# firewood & garden tractors



## perry (Nov 11, 2010)

everybody caught up with this years firewood supply ?.  this time last year i had about 15 cords split and stacked. I'm a little behind this year, but I'm slowly getting there. with this summers drought we had, i was able to venture back into the swamp{no mans land} in the back of my property and found some nice dead oak trees. took the ol'trusty oil smokin red simplicity tractor and bulled a trail back in there .
 only found a couple soft spots , but never got stuck .  wood pile has doubled since these pics where taken.


----------



## loon (Nov 11, 2010)

great setup  ;-) 

we dont have many oak around here...

loon


----------



## SolarAndWood (Nov 11, 2010)

Sweet pair of tractors.  Does the red one have power steering?


----------



## Backwoods Savage (Nov 11, 2010)

I agree. You have a nice setup for handling the wood.


----------



## Danno77 (Nov 11, 2010)

What is that red one? A Massey Ferguson?

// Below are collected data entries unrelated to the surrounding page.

PR #586, opened 2024-03-04
[edpm_nova]Remove certificate mounts when TLS enabled

vyzigold:
The feature isn't fully implemented yet and the certificates aren't at the specified location. This means, that the ansible fails when deploying with TLS enabled.

### DIFF
--- a/roles/edpm_nova/templates/nova_compute.json.j2
+++ b/roles/edpm_nova/templates/nova_compute.json.j2
@@ -10,11 +10,6 @@
     },
     "volumes": [
         "/var/lib/openstack/config/nova:/var/lib/kolla/config_files:ro",
-{% if edpm_nova_tls_certs_enabled %}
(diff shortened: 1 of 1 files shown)


gibizer (commented):
it seem to be a logical follow up for #581 but I defer to @SeanMooney to decide if we can drop this

SeanMooney (approved):
we can drop this if we ant to but right now we do not suppro TLS on any EDPM node with libvirt or nova

so we can delete this if we want but form my perspective if you want to enable TLS in the ndoe set then you should not be including the nova or libvirt services


since people seam to be interested in testing invalid configurations :) ill approve this for now and just implement the nova part form scratch. it really does not add much extra work and it will ublock those trying to use tls-e before its ready.

vyzigold:
recheck
```
Failed to download metadata for repo 'kubernetes': Cannot download repomd.xml: Cannot download repodata/repomd.xml: All mirrors were tried
```

PR #588, opened 2024-03-04
ADD tls-e support for edpm_nova

SeanMooney:
Nova already connected to libvirt via unix socket so it does not
need the libvirt tls certs for local communcitaiton. nova does
not need to connect to remote libvirt, as a result we do not need
to provide access to the libvirt client cert.
The 02-nova-host-specific.conf.j2 template has been updated to
enable libvirt native tls for live migration when tls is enabled.

molecule test coverage is added for the above changes.

Closes: [OSPRH-5053](https://issues.redhat.com//browse/OSPRH-5053)

### DIFF
--- a/roles/edpm_nova/defaults/main.yml
+++ b/roles/edpm_nova/defaults/main.yml
@@ -31,6 +31,11 @@ edpm_nova_compute_image: "quay.io/podified-antelope-centos9/openstack-nova-compu
 
 # certs
 edpm_nova_tls_certs_enabled: "{{ edpm_tls_certs_enabled | default(False) }}"
+# NOTE(sean-k-mooney): nova will use unix sockets for libvirt and communicate with ovs via tcp
+# so we will not need the libvirt or ovs client certs or ca. nova will communicate other services
+# via there api endpoints and will connect to rabbitmq. To support this we will need to trust
+# the general ca root cert.
+edpm_nova_tls_ca_src_dir: "/var/lib/openstack/cacerts/{{ edpm_service_name | default('nova') }}"
 
 # list of services to stop during adoption
 edpm_old_tripleo_compute_sevices:
--- a/roles/edpm_nova/templates/02-nova-host-specific.conf.j2
+++ b/roles/edpm_nova/templates/02-nova-host-specific.conf.j2
@@ -1,2 +1,7 @@
 [DEFAULT]
 my_ip = {{ ctlplane_ip }}
+{% if edpm_nova_tls_certs_enabled | bool %}
+[libvirt]
+live_migration_with_native_tls = true
+live_migration_scheme = tls
+{% endif %}
--- a/roles/edpm_nova/templates/nova_compute.json.j2
+++ b/roles/edpm_nova/templates/nova_compute.json.j2
@@ -10,10 +10,12 @@
     },
     "volumes": [
         "/var/lib/openstack/config/nova:/var/lib/kolla/config_files:ro",
+{% if edpm_nova_tls_certs_enabled %}
+	"{{ edpm_nova_tls_ca_src_dir }}/tls-ca-bundle.pem:/etc/pki/ca-trust/extracted/pem/tls-ca-bundle.pem:ro",
+{% endif %}
         "/etc/localtime:/etc/localtime:ro",
         "/lib/modules:/lib/modules:ro",
         "/dev:/dev",
-        "/run/openvswitch:/run/openvswitch",
         "/var/log/containers/nova:/var/log/containers/nova",
         "/var/lib/libvirt:/var/lib/libvirt",
         "/run/libvirt:/run/libvirt:shared",
--- a/roles/edpm_nova/molecule/default/collections.yml
+++ b/roles/edpm_nova/molecule/default/collections.yml
@@ -1,0 +1,4 @@
+
+collections:
+  - name: community.crypto
+    type: galaxy
--- a/roles/edpm_nova/molecule/default/converge.yml
+++ b/roles/edpm_nova/molecule/default/converge.yml
@@ -15,3 +15,5 @@
     - role: osp.edpm.edpm_nova
       vars:
         edpm_nova_config_src: "{{lookup('env', 'MOLECULE_PROJECT_DIRECTORY')}}/molecule/default/test-data"
+        edpm_nova_tls_ca_src_dir: /tmp/pki
+        edpm_nova_tls_certs_enabled: true
--- a/roles/edpm_nova/molecule/default/prepare.yml
+++ b/roles/edpm_nova/molecule/default/prepare.yml
@@ -23,6 +23,8 @@
 
 - name: Setup DUT
   hosts: all
+  vars:
+    edpm_nova_tls_ca_src_dir: /tmp/pki
   pre_tasks:
     - name: set basic user fact
       set_fact:
@@ -107,3 +109,48 @@
         owner: root
         group: root
         mode: '0655'
+
+    - name: create pki temp directory
+      become: true
+      ansible.builtin.file:
+        path: "{{ edpm_nova_tls_ca_src_dir }}"
+        state: directory
+        owner: root
+        group: root
+        mode: 0777
+
+    - name: Create private key (RSA, 4096 bits)
+      community.crypto.openssl_privatekey:
+        path: "{{ edpm_nova_tls_ca_src_dir }}/ca.key"
+
+    - name: Create a certificate signing request for ca
+      community.crypto.openssl_csr_pipe:
+        privatekey_path: "{{ edpm_nova_tls_ca_src_dir }}/ca.key"
+        organization_name: fake-corp
+        basic_constraints:
+          - 'CA:TRUE'
+        subject_alt_name:
+          - "DNS:compute-1.example.com"
+          - "DNS:compute-1"
+          - "DNS:{{ inventory_hostname }}"
+        key_usage:
+          - keyCertSign
+      register: csr
+
+    - name: Create a certificate athority
+      community.crypto.x509_certificate:
+        path: "{{ edpm_nova_tls_ca_src_dir }}/tls-ca-bundle.pem"
+        privatekey_path: "{{ edpm_nova_tls_ca_src_dir }}/ca.key"
+        csr_content: "{{ csr.csr }}"
+        provider: selfsigned
+
+    # FIXME(sean-k-mooney): this is a hack to work around the fact that we dont
+    # currently manage the hostname on the DUT via boostrap or a dedicated role
+    # in the molecule test. This is needed to ensure the hostname is resolvable
+    # when executing virsh commands. remove this when we have a proper solution
+    - name: Ensure hostname is resolvable in /etc/hosts
+      become: true
+      ansible.builtin.lineinfile:
+        path: /etc/hosts
+        line: "{{ ansible_default_ipv4.address | default('127.0.0.1') }} {{ ansible_fqdn }} {{ inventory_hostname }}"
+        state: present
--- a/roles/edpm_nova/molecule/default/verify.yml
+++ b/roles/edpm_nova/molecule/default/verify.yml
@@ -6,6 +6,7 @@
   gather_facts: false
   vars:
     test_helper_dir: "../../../../molecule/test-helpers"
+    edpm_nova_tls_ca_src_dir: /tmp/pki
   tasks:
     - name: ensure expected directories exist
       ansible.builtin.include_tasks: "{{test_helper_dir}}/verify_dir.yaml"
@@ -25,6 +26,9 @@
         - "/var/lib/_nova_secontext"
         - "/var/lib/nova/instances"
         - "/var/log/containers/nova"
+        # NOTE(sean-k-mooney): this directory is normaly created by the edpm_install_cert role
+        # in molecule we create it in prepare so lets just assert it exists
+        - "{{ edpm_nova_tls_ca_src_dir }}"
     - name: ensure systemd services are defined and functional
       ansible.builtin.include_tasks: "{{test_helper_dir}}/verify_systemd_unit.yaml"
       loop:
@@ -55,6 +59,12 @@
       ansible.builtin.assert:
         that:
           - "'10.0.0.3' in host_specific_config.content | b64decode"
+
+    - name: Assert libvirt is configured to use tls for live migration
+      ansible.builtin.assert:
+        that:
+          - "'live_migration_with_native_tls = true' in host_specific_config.content | b64decode"
+          - "'live_migration_scheme = tls' in host_specific_config.content | b64decode"
 
     - name: Check if user exists
       ansible.builtin.getent:
--- a/roles/edpm_nova/molecule/vagrant/collections.yml
+++ b/roles/edpm_nova/molecule/vagrant/collections.yml
@@ -1,0 +1,1 @@
+../default/collections.yml


roles/edpm_nova/templates/nova_compute.json.j2
```diff
@@ -11,14 +11,12 @@
...
-	"/var/lib/openstack/certs/nova/tls.crt:/etc/pki/nova/server-cert.pem:ro",
-	"/var/lib/openstack/certs/nova/tls.key:/etc/pki/nova/private/server-key.pem:ro",
-	"/var/lib/openstack/cacerts/nova/tls-ca-bundle.pem:/etc/pki/CA/cacert.pem:ro",
+	"{{ edpm_nova_tls_ca_src_dir }}/tls-ca-bundle.pem:/etc/pki/CA/cacert.pem:ro",
 {% endif %}
         "/etc/localtime:/etc/localtime:ro",
         "/lib/modules:/lib/modules:ro",
         "/dev:/dev",
-        "/run/openvswitch:/run/openvswitch",
+        "/run/openvswitch:/run/openvswitch:shared",
```
SeanMooney, line 19: fyi the only reason i added shared is for parity with libvirt and incase for some reason the nova_compute container stated before ovs on the host

in that case shared should allow nova to see the ovsdb socket when it gets created on the host.

SeanMooney:
i have not tested this outside of molecule so i will try and create an env with tls enabled.

it would be ideal if podified-multinode-edpm-deployment-crc or a similar tempst zuul job could be used to validate this instead.

i currently do not have a CRC deploy so it will take me a day or too to test this end to end.
if anyone can test it quickly in the mean time then please update this with your findings.

roles/edpm_nova/templates/02-nova-host-specific.conf.j2
```diff
@@ -1,2 +1,9 @@
 [DEFAULT]
 my_ip = {{ ctlplane_ip }}
+[os_vif_ovs]
+ovsdb_connection="unix:/var/run/openvswitch/db.sock"
+{% if edpm_nova_tls_certs_enabled | bool %}
+[libvirt]
+live_migration_with_native_tls = true
+live_migration_scheme = tls
+{% endif %}
```
gibizer, line 9: OK, we agreed that we don't have information in nova-operator if TLS is enabled in the dataplane or not, so we cannot provide this information via the cell config. If in the future we make every nova compute config a j2 template then we can  move this template logic to the cell config. However we might not want to as that will couple the nova-operator with the edpm ansible vars.

gibizer:
recheck 
tempest failed. It seem that nova-compute deployed successfully based on the ansible logs, but there is 0 nova-compute log is visible

SeanMooney:
This was the error

```
Mar  5 04:17:54 np0004517961 nova_compute[117833]: 2024-03-05 09:17:54.317 2 ERROR ovsdbapp.backend.ovs_idl.idlutils [None req-79ae71e2-835e-4c4a-9bad-800951cff8be efbad3f6e4b14cfda6834d8f64599d1f f21742f9e5b84ad1a4c24d0024a0d988 - - default default] Unable to open stream to unix:/var/run/openvswitch/db.sock│
│Mar  5 04:17:54 np0004517961 nova_compute[117833]: 2024-03-05 09:17:54.318 2 ERROR os_vif [None req-79ae71e2-835e-4c4a-9bad-800951cff8be efbad3f6e4b14cfda6834d8f64599d1f f21742f9e5b84ad1a4c24d0024a0d988 - - default default] Failed to plug vif VIFOpenVSwitch(active=False,address=fa:16:3e:50:d5:78,bridge_name=┤
│Mar  5 04:17:54 np0004517961 nova_compute[117833]: 2024-03-05 09:17:54.318 2 ERROR os_vif Traceback (most recent call last):                                                                                                                                                                                         │
│Mar  5 04:17:54 np0004517961 nova_compute[117833]: 2024-03-05 09:17:54.318 2 ERROR os_vif   File "/usr/lib/python3.9/site-packages/os_vif/__init__.py", line 77, in plug                                                                                                                                             │
│Mar  5 04:17:54 np0004517961 nova_compute[117833]: 2024-03-05 09:17:54.318 2 ERROR os_vif     plugin.plug(vif, instance_info)                                                                                                                                                                                        │
│Mar  5 04:17:54 np0004517961 nova_compute[117833]: 2024-03-05 09:17:54.318 2 ERROR os_vif   File "/usr/lib/python3.9/site-packages/vif_plug_ovs/ovs.py", line 347, in plug                                                                                                                                           │
│Mar  5 04:17:54 np0004517961 nova_compute[117833]: 2024-03-05 09:17:54.318 2 ERROR os_vif     self._plug_vif_generic(vif, instance_info)                                                                                                                                                                             │
│Mar  5 04:17:54 np0004517961 nova_compute[117833]: 2024-03-05 09:17:54.318 2 ERROR os_vif   File "/usr/lib/python3.9/site-packages/vif_plug_ovs/ovs.py", line 280, in _plug_vif_generic                                                                                                                              │
│Mar  5 04:17:54 np0004517961 nova_compute[117833]: 2024-03-05 09:17:54.318 2 ERROR os_vif     self.ovsdb.ensure_ovs_bridge(vif.network.bridge,                                                                                                                                                                       ┤
│Mar  5 04:17:54 np0004517961 nova_compute[117833]: 2024-03-05 09:17:54.318 2 ERROR os_vif   File "/usr/lib/python3.9/site-packages/vif_plug_ovs/ovsdb/ovsdb_lib.py", line 75, in ensure_ovs_bridge                                                                                                                   │
│Mar  5 04:17:54 np0004517961 nova_compute[117833]: 2024-03-05 09:17:54.318 2 ERROR os_vif     return self.ovsdb.add_br(bridge, may_exist=True,                                                                                                                                                                       │
│Mar  5 04:17:54 np0004517961 nova_compute[117833]: 2024-03-05 09:17:54.318 2 ERROR os_vif   File "/usr/lib/python3.9/site-packages/vif_plug_ovs/ovsdb/ovsdb_lib.py", line 41, in ovsdb                                                                                                                               │
│Mar  5 04:17:54 np0004517961 nova_compute[117833]: 2024-03-05 09:17:54.318 2 ERROR os_vif     self._ovsdb = ovsdb_api.get_instance(self)                                                                                                                                                                             │
│Mar  5 04:17:54 np0004517961 nova_compute[117833]: 2024-03-05 09:17:54.318 2 ERROR os_vif   File "/usr/lib/python3.9/site-packages/vif_plug_ovs/ovsdb/api.py", line 28, in get_instance                                                                                                                              │
│Mar  5 04:17:54 np0004517961 nova_compute[117833]: 2024-03-05 09:17:54.318 2 ERROR os_vif     return iface.api_factory(context)                                                                                                                                                                                      │
│Mar  5 04:17:54 np0004517961 nova_compute[117833]: 2024-03-05 09:17:54.318 2 ERROR os_vif   File "/usr/lib/python3.9/site-packages/vif_plug_ovs/ovsdb/impl_idl.py", line 40, in api_factory                                                                                                                          │
│Mar  5 04:17:54 np0004517961 nova_compute[117833]: 2024-03-05 09:17:54.318 2 ERROR os_vif     idl=idl_factory(config),                                                                                                                                                                                               │
│Mar  5 04:17:54 np0004517961 nova_compute[117833]: 2024-03-05 09:17:54.318 2 ERROR os_vif   File "/usr/lib/python3.9/site-packages/vif_plug_ovs/ovsdb/impl_idl.py", line 32, in idl_factory                                                                                                                          ┤
│Mar  5 04:17:54 np0004517961 nova_compute[117833]: 2024-03-05 09:17:54.318 2 ERROR os_vif     helper = idlutils.get_schema_helper(conn, schema_name)                                                                                                                                                                 │
│Mar  5 04:17:54 np0004517961 nova_compute[117833]: 2024-03-05 09:17:54.318 2 ERROR os_vif   File "/usr/lib/python3.9/site-packages/ovsdbapp/backend/ovs_idl/idlutils.py", line 215, in get_schema_helper                                                                                                             │
│Mar  5 04:17:54 np0004517961 nova_compute[117833]: 2024-03-05 09:17:54.318 2 ERROR os_vif     return create_schema_helper(fetch_schema_json(connection, schema_name))                                                                                                                                                ┤
│Mar  5 04:17:54 np0004517961 nova_compute[117833]: 2024-03-05 09:17:54.318 2 ERROR os_vif   File "/usr/lib/python3.9/site-packages/ovsdbapp/backend/ovs_idl/idlutils.py", line 204, in fetch_schema_json                                                                                                             │
│Mar  5 04:17:54 np0004517961 nova_compute[117833]: 2024-03-05 09:17:54.318 2 ERROR os_vif     raise Exception("Could not retrieve schema from %s" % connection)                                                                                                                                                      ┤
│Mar  5 04:17:54 np0004517961 nova_compute[117833]: 2024-03-05 09:17:54.318 2 ERROR os_vif Exception: Could not retrieve schema from unix:/var/run/openvswitch/db.sock                                                                                                                                                ┤
│Mar  5 04:17:54 np0004517961 nova_compute[117833]: 2024-03-05 09:17:54.318 2 ERROR os_vif #033[00m                                                                                                                                                                                                                   ┤
│Mar  5 04:17:54 np0004517961 nova_compute[117833]: 2024-03-05 09:17:54.320 2 ERROR nova.virt.libvirt.driver [None req-79ae71e2-835e-4c4a-9bad-800951cff8be efbad3f6e4b14cfda6834d8f64599d1f f21742f9e5b84ad1a4c24d0024a0d988 - - default default] [instance: dd0b7b57-7334-4ffb-b6f0-960a81d2baa7] Failed to start li┤
│M
```

i have been using lnav -q https://logserver.rdoproject.org/88/588/23fe056c41b9d2bba62646efa8f781f7f847a7f8/github-check/podified-multinode-edpm-deployment-crc/78957db/controller/ci-framework-data/logs/192.168.122.100/log/messages

to view them

olliewalsh:
(so not sure how nova-compute could previously have been connecting to it over TLS)

roles/edpm_nova/defaults/main.yml
```diff
@@ -31,6 +31,11 @@ edpm_nova_compute_image: "quay.io/podified-antelope-centos9/openstack-nova-compu
 
 # certs
 edpm_nova_tls_certs_enabled: "{{ edpm_tls_certs_enabled | default(False) }}"
+# NOTE(sean-k-mooney): nova will use unix sockets for libvirt and ovs communication so we
+# will not need the libvirt or ovs client certs or ca. nova will communicate other services
+# via there api endpoints and will connect to rabbitmq. To support this we will need to trust
+# the general ca root cert.
+edpm_nova_tls_ca_src_dir: /var/lib/openstack/cacerts/nova
```
olliewalsh, line 38: on my deployment it's /var/lib/openstack/cacerts/nova-custom (OpenStackDataPlaneService name). @vakwetu FYI

SeanMooney: hum that was not ment ot change based on the dataplane service name
i don't think we have access to that in ansible

roles/edpm_nova/templates/nova_compute.json.j2
```diff
@@ -10,10 +10,13 @@
     },
     "volumes": [
         "/var/lib/openstack/config/nova:/var/lib/kolla/config_files:ro",
+{% if edpm_nova_tls_certs_enabled %}
+	"{{ edpm_nova_tls_ca_src_dir }}/tls-ca-bundle.pem:/etc/pki/CA/cacert.pem:ro",
```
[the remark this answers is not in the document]
SeanMooney: this is the path @vakwetu previously used so i just used the same but i can mount it to 
/etc/pki/ca-trust/extracted/pem/tls-ca-bundle.pem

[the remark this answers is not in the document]
olliewalsh: ack, fixed that in https://github.com/openstack-k8s-operators/edpm-ansible/pull/591, it should have been the libvirt CA, not the bundle (as it's mTLS)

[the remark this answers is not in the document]
olliewalsh: ... not sure why libvirt uses such a generic path for it's CA cert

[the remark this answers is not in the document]
SeanMooney: ya i asked them and they mentioned it was also probably a poor naming choice. they have libvirt in thename or path for all the rest except that root ca cert.

roles/edpm_nova/defaults/main.yml
vakwetu: the dataplane-operator doesn't know anything about whether the service name is nova or nova-custom or whatever.   It just knows that there is a dataplane service named X and so it puts its ca bundle under /var/lib/openstack/cacerts/X  or certs and keys (and now ca.certs) under /var/lib/openstack/certs/X. 

We can fix this in two ways.  1) We can add something to the service spec -- something like "mountAlias" that tells the dataplane-operator to use a different path instead.  2) we can add an ansible param that specifies the service name

SeanMooney: i tought about both 2 would only work if differnt named service shared the same tls ca

i.e. if two libivrt serivce had the same ca

i dont think you can do that automatically

so instead of a mount alias i think we need to extend the dataplane service with a type field.
then use that to generate the crts and deifne the mount point.

so type=ovs, type=libvirt or type=nova
that woudl map to 
type=nova with name=nova-custom woudl result in the tls certs beign placed in .../nova ignoring the service name "nova-custom"

/var/lib/openstack/cacerts

do we think that is feisable?

vakwetu: So, edpm-nova handles this discrepancy between nova and nova-custom by discovering the config files https://github.com/openstack-k8s-operators/edpm-ansible/blob/f98ed5f09467620a00e2936c27a80120b634a56c/roles/edpm_nova/tasks/configure.yml#L70  and copying them to the right place on the compute node.

install-certs has no such logic.  We just copy the right certs, keys, cacerts for the node from /var/lib/openstack/cacerts in the ansibleEE pod to /var/lib/openstack/cacerts on the compute node.  Same for /var/lib/openstack/certs.

So, we can solve this either by mounting the certs in the ansibleEE container to the right place (/var/lib/openstack/cacerts/nova) to begin with -- by using the mountAlias thing I just mentioned.

Or we can add an ansible param that provides the service-name and then have the edpm-nova role pick things up from the right path.

Which do you guys prefer?

vakwetu: gah - didn't refresh to see your response .. reading ..

vakwetu: @SeanMooney OK - so I think we're considering something like option 1 - where we have a field that redefines where the certs and cacerts are mounted in the ansibleEE pod to begin with.

The difference is that you call the attribute "type" - which might be useful later in other contexts too - maybe to later simplify the configMap mounts for instance.

The implicit assumption of course is that there is only one dataplane service defined with each "type".

Yeah, this is feasible.  I'll start work on it and get something up for review by early next week.

SeanMooney: yes so i briefly ran the type idea past gibi and his reaction is that would allow use to add validating/default webhooks for the standard datapalne services to be able to check for example that if you define a dataplane service of type=nova tha the secrete always have a migration ssh key defined.

it would also allow use to enforce that for any node set we only have one datapalneservice for any given type.

the value of type for the standard service would basically map to the last component of the playbook

https://github.com/openstack-k8s-operators/nova-operator/blob/main/api/v1beta1/nova_webhook.go#L74-L139

so type=nova is related to   playbook: osp.edpm.nova

we don't have to enforce that but if we are wondering what the type would be for the exiting service that's what i would use.

SeanMooney:
i just pushed this before i finish for the week. i have it running locally but the package installation time is very long for some reason so I'm just going to leave it run and let ci run on it over the weekend.

roles/edpm_nova/defaults/main.yml
olliewalsh: I don't think option 1 is correct. If we have 2 libvirt services (not sure what the use-case would be but hypothetically....) then they have independent config. If they happen to be using the same CA that's fine, but they should get individual keys/certs/secrets

olliewalsh: seems to work https://github.com/openstack-k8s-operators/dataplane-operator/commit/dda1a9d0e8d99d616db05a5ff9d9d242ef33f6bf with https://github.com/olliewalsh/edpm-ansible/commit/13b1158ae14ca5cbcd5e327c7d6833906820dc53

SeanMooney: the service name can solve this problem for this specific usecase so i updated the patch to support that.

i think have a type on the dataplane service so we can use that for validation or defaulting is still worth considering but that can be done separately.

@olliewalsh are you going to submit a pr to the dataplane operator for that.

olliewalsh: Included in the OVN dataplane PR https://github.com/openstack-k8s-operators/dataplane-operator/pull/745

SeanMooney:
check-rdo i added a depends on to https://github.com/openstack-k8s-operators/dataplane-operator/pull/754 to enable tls by default and https://github.com/openstack-k8s-operators/dataplane-operator/pull/745 to pass the edpm_service_name.

SeanMooney:
check-rdo

SeanMooney:
check-rdo this should not pass i belive as  podified-multinode-edpm-deployment-crc  now passes in https://github.com/openstack-k8s-operators/dataplane-operator/pull/754

olliewalsh (approved):
/lgtm

SeanMooney:
check-rdo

Nice setup you have there!


----------



## smokinj (Nov 11, 2010)

Cool Beans there!


----------



## perry (Nov 11, 2010)

the red tractor is a simplicity landlord & the loader tractor is a bolens. no power steering. i have around 20 old garden tractors. mostly simplicity/Allis chalmers and wheel horse.


----------



## Flatbedford (Nov 11, 2010)

Nice collection of old tractors there. I wish I had a loader for my IH Cub Cadet.


----------



## firefighterjake (Nov 15, 2010)

Very cool collection of old garden tractors . . . back in the day when if someone had stuck a cup holder on a tractor they would have been scoffed at for sure.


----------



## oldspark (Nov 15, 2010)

I love your garden tractors, I have an old struck and would like to find an old power king (dont need it not sure why I want one).


----------



## YZF1R (Nov 16, 2010)

Have you looked at www.simpletractors.com ? It is a Simplicity/Allis-Chalmers site. Lots of good stuff on there.

Steve


----------



## savageactor7 (Nov 16, 2010)

Very nice Perry thanks for putting the pics up.


----------